GATA1 plays a critical role in differentiation, proliferation, and apoptosis during erythropoiesis. We developed a Gata1 knock-down allele (Gata1.05) that results in GATA1 expression at 5% of endogenous level. In female mice heterozygous for both the Gata1.05 and wild-type alleles, we observed a predisposition to erythroblastic leukemia three to six months after birth. Since no male Gata1.05 progeny survive gestation, we originally maintained heterozygous females in a mixed genetic background of C57BL/6J and DBA/2 strains. Around 30% of these mice reproducibly develop leukemia, but the other subset did not develop leukemia, even though they harbor a high number of preleukemic erythroblasts. These observations prompted us to hypothesize that there may be potential influence of genetic determinants on the progression of Gata1.05-driven hematopoietic precursors to full-blown leukemia. In an initial examination of Gata1.05/X mice backcrossed into C3H/He, BALB/c, DBA/2, C57BL/6J and 129X1/SvJ strains, we discerned that the backgrounds of C57BL/6J and 129X1/SvJ significantly expedited leukemia onset in Gata1.05/X mice. Conversely, backgrounds of C3H/He, BALB/c and DBA/2 did not substantially modify the effect of the Gata1 mutation. This indicates the existence of genetic modifiers that accentuate Gata1.05 leukemogenesis. Subsequent cohort studies evaluated Gata1.05/X mice within mix backgrounds of BALB/c:129X1/SvJ and BALB/c:C57BL/6J. In these settings, Gata1.05-driven leukemia manifested in autosomal dominant patterns within the 129X1/SvJ background and in autosomal recessive patterns within C57BL/6J background.

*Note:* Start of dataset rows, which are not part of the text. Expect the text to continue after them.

PR #3179, opened 2020-02-07
Packet out prob fl rest endpoint

timofei-durakov:


nikitamarchenko (approved):

src-java/floodlight-service/floodlight-modules/src/main/java/org/openkilda/floodlight/prob/ProbService.java
```diff
@@ -0,0 +1,128 @@
...
+
+
+
+        UDP l4 = new UDP();
+        l4.setSourcePort(TransportPort.of(11));
+        l4.setDestinationPort(TransportPort.of(udpDst));
+
+
+
+        Ethernet l2 = new Ethernet().setSourceMACAddress(MacAddress.of("55:44:33:22:11:00"))
```
sergii-iakovenko, line 96: Why not move to the FL configuration?

PR #3191, opened 2020-02-11
Expose OF transaction id into speaker logs

surabujin:
Extend speaker log message by addind OF transaction ID (xid) into all
services that produce/parse OF messages. It should help to correlate
open-kilda logs with switch logs.

### DIFF
--- a/src-java/floodlight-service/floodlight-modules/src/main/java/org/openkilda/floodlight/service/session/Session.java
+++ b/src-java/floodlight-service/floodlight-modules/src/main/java/org/openkilda/floodlight/service/session/Session.java
@@ -189,7 +189,7 @@ public class Session implements AutoCloseable {
 
     private void actualWrite(OFMessage message)
             throws SwitchWriteException {
-        log.debug("push OF message to {}: {}", sw.getId(), message);
+        log.info("push OF message to {}: {}", sw.getId(), message);
         if (!sw.write(message)) {
             error = true;
             throw new SwitchWriteException(sw.getId(), message);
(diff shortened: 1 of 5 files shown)


src-java/floodlight-service/floodlight-modules/src/main/java/org/openkilda/floodlight/service/session/Session.java
```diff
@@ -189,7 +189,7 @@ boolean handleResponse(OFMessage message) {
 
     private void actualWrite(OFMessage message)
             throws SwitchWriteException {
-        log.debug("push OF message to {}: {}", sw.getId(), message);
+        log.info("push OF message to {}: {}", sw.getId(), message);
```
pzakatov: Doubt about this change. Will it repeat a log record for specific messages that already logged?

surabujin: It is not used to send packet-out for discovery requests (but used to send flow-ping). And we have the same log message of "old" way to send OF messages (https://github.com/telstra/open-kilda/blob/develop/src-java/floodlight-service/floodlight-modules/src/main/java/org/openkilda/floodlight/switchmanager/SwitchManager.java#L2680).

I propose to give it a try and collect some usage experience. After that, we can decide how to improve it.

pzakatov: ok

src-java/floodlight-service/floodlight-modules/src/main/java/org/openkilda/floodlight/statistics/StatisticsService.java
```diff
@@ -168,11 +168,10 @@ private void gatherPortStats(IOFSwitch iofSwitch) {
                 .setPortNo(OFPort.ANY)
                 .build();
 
-        logger.trace("Getting port stats for switch={}", iofSwitch.getId());
+        logger.info("Getting port stats for switch={} OF-xid:{}", iofSwitch.getId(), portStatsRequest.getXid());
```
timofei-durakov: could you please confirm that this xid is  already set, the same question is valid for all requests from this StatisticsService

PR #3194, opened 2020-02-11
Add auto reroute reason to flow history

rozdy:


src-java/reroute-topology/reroute-storm-topology/src/main/java/org/openkilda/wfm/topology/reroute/model/FlowThrottlingData.java
```diff
@@ -32,20 +32,22 @@
     private Integer priority;
     private Instant timeCreate;
     private Set<IslEndpoint> affectedIsl;
+    private String reason;
 
     @VisibleForTesting
     public FlowThrottlingData(String correlationId, Integer priority) {
-        this(correlationId, priority, Instant.now(), Collections.emptySet());
+        this(correlationId, priority, Instant.now(), Collections.emptySet(), "");
```
sergii-iakovenko: Why is the empty string used here, not null? Asking as the "reason" field is nullable, so it's possible to set null.

rozdy: This constructor used for tests only. Changed to null.

src-java/reroute-topology/reroute-storm-topology/src/main/java/org/openkilda/wfm/topology/reroute/model/FlowThrottlingData.java
```diff
@@ -32,20 +32,22 @@
     private Integer priority;
     private Instant timeCreate;
     private Set<IslEndpoint> affectedIsl;
+    private String reason;
 
     @VisibleForTesting
     public FlowThrottlingData(String correlationId, Integer priority) {
-        this(correlationId, priority, Instant.now(), Collections.emptySet());
+        this(correlationId, priority, Instant.now(), Collections.emptySet(), null);
```
timofei-durakov: does it make sense to remove this constructor at all?

rozdy: Reworked code to remove this constructor.

rozdy:
Auto reroute reason is fixed by #3295

PR #3215, opened 2020-02-17
Allow flowhs speaker request retry for all error codes

surabujin:
Flow H&S create operation use separate set of tools to perform speaker
request retries. It allow to retry only for SWITCH_UNAVAILABE error.
Other CRUD operation do retry on any error code. Rework create operation
to mimic speaker retry logic of all other CRUD operations.

### DIFF
--- a/src-java/flowhs-topology/flowhs-storm-topology/src/main/java/org/openkilda/wfm/topology/flowhs/fsm/common/SpeakerCommandFsm.java
+++ b/src-java/flowhs-topology/flowhs-storm-topology/src/main/java/org/openkilda/wfm/topology/flowhs/fsm/common/SpeakerCommandFsm.java
@@ -15,11 +15,10 @@
 
 package org.openkilda.wfm.topology.flowhs.fsm.common;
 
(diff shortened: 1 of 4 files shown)


src-java/flowhs-topology/flowhs-storm-topology/src/main/java/org/openkilda/wfm/topology/flowhs/fsm/common/SpeakerCommandFsm.java
```diff
@@ -30,20 +29,28 @@
...
 
-    private SpeakerCommandFsm(FlowSegmentRequest request, FlowCreateHubCarrier carrier, Integer retriesLimit) {
+    private SpeakerCommandFsm(
+            FlowSegmentRequest request, FlowCreateHubCarrier carrier, Set<ErrorCode> giveUpErrors,
+            Integer retriesLimit) {
         super(new CommandContext(request.getMessageContext().getCorrelationId()));
         this.request = request;
         this.carrier = carrier;
-        this.remainingRetries = retriesLimit;
+        this.giveUpErrors.addAll(giveUpErrors);
```
sergii-iakovenko, line 52: nit: It's the only constructor, why not just assign the field?

PR #3217, opened 2020-02-18
Added ARP support to traff gens

niksv:


src-python/lab-service/traffexam/kilda/traffexam/action.py
```diff
@@ -20,6 +20,7 @@
 import nsenter
 from scapy.all import Ether, sendp
 from scapy.contrib import lldp
+from scapy.layers.l2 import ARP
```
dpoltavets: I think it would be better to either take `ARP` from the `.all` package as `Ether`, or explicitly specify `.layers.l2` for `Ether` and `sendp`.

niksv: fixed

Issue #2701, opened 2019-08-14
Create flow v2 api is not properly setting `diverse_with` in response


rtretyak:
1. Create a flow which is diversed with some other flow(s). Check response
**Expected:** response has `diverse_with` field with the list of flow ids that are diversed with the created flow
**Actual:** `diverse_with` is set to `null`

PR #3224, opened 2020-02-20
Fixed display of `diverse_with` field in response via APIv2.

dpoltavets:
Closes: #2701

### DIFF
--- a/src-java/base-topology/base-messaging/src/main/java/org/openkilda/messaging/model/FlowDto.java
+++ b/src-java/base-topology/base-messaging/src/main/java/org/openkilda/messaging/model/FlowDto.java
@@ -31,6 +31,7 @@ import lombok.Data;
 import lombok.EqualsAndHashCode;
 
 import java.io.Serializable;
+import java.util.Set;
 
 @Data
 @EqualsAndHashCode(exclude = {"ignoreBandwidth", "periodicPings", "cookie", "createdTime", "lastUpdated", "meterId",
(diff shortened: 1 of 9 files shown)


src-java/base-topology/base-messaging/src/main/java/org/openkilda/messaging/model/FlowDto.java
```diff
@@ -164,6 +164,9 @@
     @JsonProperty("path_computation_strategy")
     private PathComputationStrategy pathComputationStrategy;
 
+    @JsonProperty("diverse_with")
+    private String[] diverseWith;
```
timofei-durakov: why is it array, not list?

dpoltavets: Changed to Set.

src-java/flowhs-topology/flowhs-storm-topology/src/main/java/org/openkilda/wfm/topology/flowhs/fsm/common/actions/FlowProcessingAction.java
```diff
@@ -101,4 +101,11 @@ protected boolean isRemoveCustomerPortSharedCatchRule(String flowId,
 
         return flowIds.size() == 1 && flowIds.iterator().next().equals(flowId);
     }
+
+    protected Set<String> getDiverseWithFlowIds(Flow flow) {
+        return flowRepository.findByGroupId(flow.getGroupId()).stream()
```
sergii-iakovenko: Does it make sense to fetch a collection of Flow entities and then return just flow ids? Please, consider a new method in the repository.

dpoltavets: Fixed.

PR #3226, opened 2020-02-20
Add func tests for ARP connected devices

rtretyak:


src-java/testing/functional-tests/src/main/groovy/org/openkilda/functionaltests/helpers/SwitchHelper.groovy
```diff
@@ -84,49 +105,53 @@ class SwitchHelper {
         if (swProps.multiTable) {
             multiTableRules = [MULTITABLE_PRE_INGRESS_PASS_THROUGH_COOKIE, MULTITABLE_INGRESS_DROP_COOKIE,
                     MULTITABLE_POST_INGRESS_DROP_COOKIE, MULTITABLE_EGRESS_PASS_THROUGH_COOKIE,
-                    MULTITABLE_TRANSIT_DROP_COOKIE, LLDP_POST_INGRESS_COOKIE, LLDP_POST_INGRESS_ONE_SWITCH_COOKIE]
+                    MULTITABLE_TRANSIT_DROP_COOKIE, LLDP_POST_INGRESS_COOKIE, LLDP_POST_INGRESS_ONE_SWITCH_COOKIE,
+                    ARP_POST_INGRESS_COOKIE, ARP_POST_INGRESS_ONE_SWITCH_COOKIE]
             if (sw.features.contains(SwitchFeature.NOVIFLOW_COPY_FIELD)) {
```
niksv: According to code here must be `NOVIFLOW_PUSH_POP_VXLAN` feature

src-java/testing/functional-tests/src/main/groovy/org/openkilda/functionaltests/helpers/SwitchHelper.groovy
```diff
@@ -164,13 +189,13 @@ class SwitchHelper {
...
-                actualHexCookie.add(Cookie.decode(cookie).toString())
+                actualHexCookie.add(decode(cookie).toString())
             }
             def expectedHexCookie = []
             for (long cookie : sw.defaultCookies) {
-                expectedHexCookie.add(Cookie.decode(cookie).toString())
+                expectedHexCookie.add(decode(cookie).toString())
             }
-            assert actualHexCookie.sort() == expectedHexCookie.sort()
+            assert (actualHexCookie - expectedHexCookie).empty
```
niksv: what will happen if some rules are missed on the switch? 
For example 
`actualHexCookie` = [1,2]
`expectedHexCookie` = [1,2,3]

will condition `(actualHexCookie - expectedHexCookie).empty` be false positive in this case

src-java/testing/functional-tests/src/main/groovy/org/openkilda/functionaltests/helpers/SwitchHelper.groovy
rtretyak: Yeah, I know. Fixed it in https://github.com/telstra/open-kilda/pull/3092/files but not here. Will fix it here too

src-java/testing/functional-tests/src/main/groovy/org/openkilda/functionaltests/helpers/SwitchHelper.groovy
rtretyak: very true, thx. Will fix this

rtretyak: fixed

src-java/testing/functional-tests/src/main/groovy/org/openkilda/functionaltests/helpers/SwitchHelper.groovy
```diff
@@ -84,49 +106,53 @@ class SwitchHelper {
...
+                        switchLldpRules.add(encodeLldpInputCustomer(it.destination.portId))
                     }
                 }
             }
         }
         if (swProps.switchLldp) {
             switchLldpRules.addAll([LLDP_INPUT_PRE_DROP_COOKIE, LLDP_TRANSIT_COOKIE, LLDP_INGRESS_COOKIE])
         }
+        if (swProps.switchArp) {
+            switchLldpRules.addAll([ARP_INPUT_PRE_DROP_COOKIE, ARP_TRANSIT_COOKIE, ARP_INGRESS_COOKIE])
```
niksv: nit: not quite accurate name `switchLldpRules` because we add ARP rules to this list

src-java/testing/functional-tests/src/main/groovy/org/openkilda/functionaltests/helpers/SwitchHelper.groovy
```diff
@@ -164,13 +190,13 @@ class SwitchHelper {
...
-                actualHexCookie.add(Cookie.decode(cookie).toString())
+                actualHexCookie.add(decode(cookie).toString())
             }
             def expectedHexCookie = []
             for (long cookie : sw.defaultCookies) {
-                expectedHexCookie.add(Cookie.decode(cookie).toString())
+                expectedHexCookie.add(decode(cookie).toString())
             }
-            assert actualHexCookie.sort() == expectedHexCookie.sort()
+            assertThat actualHexCookie, containsInAnyOrder(expectedHexCookie.toArray())
```
niksv: Will be false positive in next case:
1. switch is in multiTable mode
2. change switch mode to single table
3. For some reasons all rules were **NOT** reinstalled.

**Expected result:**
Assertion failed

**Actual result**
Assert is OK because:

Single table rules are a subset of multi table rules (see line 143)

so in our case actualHexCookie = [singleTableRules + excess multi table rules]
expectedHexCookies = [singleTableRules]

that is why `actualHexCookie. containsInAnyOrder(expectedHexCookie.toArray())` is OK

rtretyak: Even though the matcher is called 'contains..', it does a full match and will complain in both cases if actual is bigger than expected or expected is bigger than actual.

niksv: okay

src-java/testing/functional-tests/src/test/groovy/org/openkilda/functionaltests/spec/switches/DefaultRulesValidationSpec.groovy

To the best of our knowledge, this study provides the inaugural evidence of genetic modifiers that can reshape the outcome based on leukemia-associated gene signatures.

To the editor,

GATA1 is a transcription factor that plays crucial roles in erythropoiesis, megakaryopoiesis, and other hematopoietic pathways [1,2,3,4]. We previously established a Gata1.05 allele, in which Gata1 gene expression is reduced into 5% of endogenous level [5]. Since the Gata1 gene is located on the X-chromosome, heterozygous female mice (G11.05) carry two types of erythroid progenitors due to random X-chromosome inactivation. Erythroid progenitors with an active Gata1.05 allele and an inactive wild-type X-chromosome struggle to differentiate into matured cells, leading to the accumulation of immature erythroid progenitors in the G11.05 [6,7,8,9]. These abnormal erythroid progenitors frequently undergo cancerous changes. Consequently, approximately 30% of G11.05 in a mixed background colony of C57BL/6J:DBA/2 strains are predisposed to develop erythroleukemia, which morphologically resembles human pure erythroid leukemia [6,7,8,9,10]. These findings have led us to hypothesize that genetic variations exist between the C57BL/6J and DBA/2 strains, which may act as modifiers of Gata1.05-driven leukemogenesis.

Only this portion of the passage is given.